= Samuel Cleverley =

Samuel Cleverley or Cleverly (28 August 1772 – 9 November 1824) was an English physician. He was Royal Physician to the Duke of Kent and the Duke of Cambridge.

==Biography and career==
Cleverley was born in Gravesend, Kent, the son of William Cleverly, a shipbuilder. After some schooling at Rochester he attended for two years the borough hospitals, whence he removed to Edinburgh and took the degree of M.D. on 24 June 1797 (inaugural essay, De Anasarca).

With the object of further studying his profession, he went abroad, visiting Halle, Göttingen, Vienna, and Paris. He was detained a prisoner in France for no less a period than eleven years, being confined successively at Fontainebleau, Verdun, and Valenciennes. At the latter depot, he passed the greater part of his detention. On his arrival he found the prisoners in the utmost need of medical assistance: "He accordingly proposed to the committee of Verdun, an association of the principal British officers and gentlemen in France, charged with the general distribution of charitable succours obtained from England, to give them his gratuitous care, which was gladly accepted, and a dispensary was in consequence established, though not without great difficulties from the French military authorities."

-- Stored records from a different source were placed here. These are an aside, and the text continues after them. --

PR #6946, opened 2026-08-17
fix(atlas): per-host ATLAS_RUN_ROOT default for hramatka jobs

krisztiankoos:
## Summary
Remote/local class-B launchers default `ATLAS_RUN_ROOT` to `/home/ops/atlas-jobs` on `hramatka`/`vps`, otherwise `/home/ops/atlas-runner`. The remote wrapper `mkdir -p`s that root before scp. Nothing writes under `/opt/hramatka`.

## Test plan
- [x] `tests/test_launch_reenrich_target_detection.py` added/extended in the same commit
- [ ] CI green

Refs #6876

### DIFF
--- a/scripts/lexicon/runner/launch_reenrich_class_b.sh
+++ b/scripts/lexicon/runner/launch_reenrich_class_b.sh
@@ -2,7 +2,7 @@
 # Detached, idempotent launcher for #6369 Class-B residual EN re-enrich.
 # Mirrors launch_enrich.sh under MemoryHigh=1.5G MemoryMax=2.0G.
 #
-# Runs entirely against the atlas-runner *work-dir* — it never mutates the
+# Runs entirely against the remote-host *work-dir* — it never mutates the
 # VPS repo checkout at $REPO. This matters because the checkout there is
 # routinely stale/dirty (large data/ dirs deliberately deleted for disk
 # headroom); this launcher only ever reads from it (sources.db, kaikki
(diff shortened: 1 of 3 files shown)


krisztiankoos:
**Review: PR #6946 — per-host `ATLAS_RUN_ROOT` default (refs #6876)**

Scope checked: both class-B launchers, the remote `mkdir -p` ordering, and the new test coverage. All CI green (head `44772a2`).

**Correct:**
- `launch_reenrich_class_b_remote.sh` computes `RUN_ROOT` from `HOST` (exact match `hramatka|vps`), then `ssh_q`s `mkdir -p "$RUN_ROOT"` right after the reachability check (`ssh_q "true"`) and before the first outbound transfer (sources.db rsync, driver scp) — matches the stated intent for a fresh hramatka/vps host with no `atlas-jobs` dir yet.
- The remote wrapper forwards `ATLAS_RUN_ROOT=$RUN_ROOT` explicitly in `remote_cmd` (line 296) when invoking the on-host launcher, so the two scripts' *default* logic never actually races against each other in the normal call path — the remote wrapper's computed value always wins on-host via env override.
- No `/opt/hramatka` writes anywhere in the diff; test asserts this directly.
- `ATLAS_RUN_ROOT=""` (explicit empty) falls through to the per-host default in both scripts (`:-` semantics), consistent between the two.
- Quoting (`printf '%q'`) on the new `mkdir -p` matches the file's existing ssh-remote-command pattern.

**Minor inconsistency (non-blocking) — host matching is asymmetric between the two scripts:**
- `launch_reenrich_class_b.sh` (on-host hostname fallback) uses **glob** patterns: `hramatka*|vps*` — matches any hostname *starting with* `hramatka` or `vps` (e.g. a hypothetical `hramatka-2` or `vpsbackup` box).
- `launch_reenrich_class_b_remote.sh` (Mac-side, keyed on `$ATLAS_RUNNER_HOST`) uses **exact** match: `hramatka|vps`.
- The test suite encodes this asymmetry rather than flagging it: `test_remote_wrapper_run_root_defaults_per_host` expects `hramatka-2` → `atlas-runner` (exact-match fallthrough), while `test_local_launcher_run_root_defaults_by_hostname` expects `hramatka.example.com` → `atlas-jobs` (glob match).
- Given the remote wrapper always forwards an explicit `ATLAS_RUN_ROOT`, this only bites on **direct on-host invocation** of `launch_reenrich_class_b.sh` (bypassing the wrapper) on a host whose short name merely starts with `hramatka`/`vps` without being one of the two intended aliases — a narrow but real drift between "what the fleet considers hramatka/vps" in the two launchers. Suggest tightening the local launcher's case arms to exact match (`hramatka|vps`) for consistency, or if the wildcard is intentional (e.g. to cover `hramatka.local`/FQDN forms `hostname -s` might still return), say so in the comment — right now the two scripts silently disagree on what counts as "hramatka".

Not a blocker for this PR's stated scope (#6876 default + mkdir ordering), which is otherwise correctly implemented and tested.

**VERDICT: COMMENT**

Cleverley was allowed to return home in 1814, when he received for his services at Valenciennes the marked thanks of the managing committee of Lloyd's. He eventually settled in London, was admitted a licentiate of the College of Physicians on 22 December 1815, and appointed one of the physicians to the London Fever Hospital.

He died of fever at his house in Queen Anne Street, Cavendish Square in 1824, leaving five sons (the eldest 14 years old) "in a destitute state" without him.